In this lat step, we are loading the table created in our .html file by using the readHTMLTable function, which is also included in the XML library.

books_html <- readHTMLTable(html_file)

books_html %>% kbl(col.names = c("Title", "Subtitle", "Author(s)", "Publisher", "Subject(s)"))
Title Subtitle Author(s) Publisher Subject(s)
Predictive Marketing Easy Ways Every Marketer Can Use Customer Analytics and Big Data Omer Artun PhD., Dominique Levin Wiley Marketing Analytics, Marketing
Hooked How to Build Habit-Forming Products Nir Eyal, Ryan Hoover Portfolio/Penguin Product Development, Consumer Behavior,Marketing
Targeted How Technology is Revolutionizing Advertising and the Way Companies Reach Consumers Mike Smith AMACOM Marketing Analytics, Marketing

Conclusion

In this instance the three HTML files are identical. However, initially, when creating my JSON data structure, I used a list to hold the Authors and the Subjects. When converting this data into data frames, the result was a data frame that had multiple entries associated with each book, to hold the different values for author and subject, which was not the intended outcome. Therefore, I modified the underlying source data. While this was a necessary hack, I would expect to find a different solution for solving this challenge if this happened with data that was coming from a different source. But once I made this fix, then each of the data frames were identical.

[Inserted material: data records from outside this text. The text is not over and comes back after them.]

PR #14473, opened 2023-02-21
[danfossairunit] Add instruction for channel removal

jlaur:
Follow-up to #14030
Made possible by openhab/openhab-core#3330
Requires also openhab/openhab-core#3391

### DIFF
--- a/bundles/org.openhab.binding.danfossairunit/src/main/resources/OH-INF/thing/thing-types.xml
+++ b/bundles/org.openhab.binding.danfossairunit/src/main/resources/OH-INF/thing/thing-types.xml
@@ -18,6 +18,7 @@
 		</channel-groups>
 		<properties>
 			<property name="vendor">Danfoss</property>
+			<property name="thingTypeVersion">1</property>
 		</properties>
 		<representation-property>host</representation-property>
 		<config-description>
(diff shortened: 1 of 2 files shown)


jlaur:
I will retest this tomorrow when there is a new snapshot build.

jlaur:
I have now tested with build 3358, and got it working. First attempt failed though. Dropping the new JAR with the upgrade instructions caused the `thingTypeVersion` property to be set to 1, but didn't execute the upgrade instructions. Restarting openHAB may have triggered the upgrade, but now version was already 1, so nothing happened (removed channel still there). Finally I went back to old version and recreated thing. Then stopped openHAB, dropped new JAR, cleared cache and started openHAB again. This time the channel was removed.

@J-N-K - can you confirm if this is the intended behavior and/or if my test is invalid?

jlaur:
@J-N-K - I don't know if you saw my question, but let me rephrase: Can you confirm that the upgrade instructions are only executed when openHAB is started? Otherwise I don't understand my test results. This would probably mean that replacing JAR's between releases, or upgrading bindings from Community Marketplace, will prevent the upgrade from being triggered.

J-N-K:
They are checked when the thing is initialized, so: no, this does not depend on openHAB startup. It may be that it fails if you replace a bundle with `bundle:update` because the thing is already initialized when this happens. Uninstalling and dropping a .jar in the addons folder should work, also deleting and later (i.e. after uninstall is done) adding it again will also work. Overwriting may result in confusion, just like using `bundle:update`.

J-N-K (approved):
LGTM, if you have a scenario that triggers the faulty behavior I can try to see if there is a bug in core.

lolodomo (approved):
LGTM

jlaur:
@J-N-K - I did some additional testing, both replacing and deleting/creating JAR as well as with and without removed channel being linked to an item. I cannot reproduce the mentioned problem in a reliable way, so it seems to be working.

However, one observation was that only the .html data was imported directly into a data frame without requiring any additional steps.

This was a fun exercise that allowed me to gain additional practice working with different data formats that can be found across the web. While I’ve done this type of work in the Python programming language, this was the first time I wrote code in R to import data from these various data structures.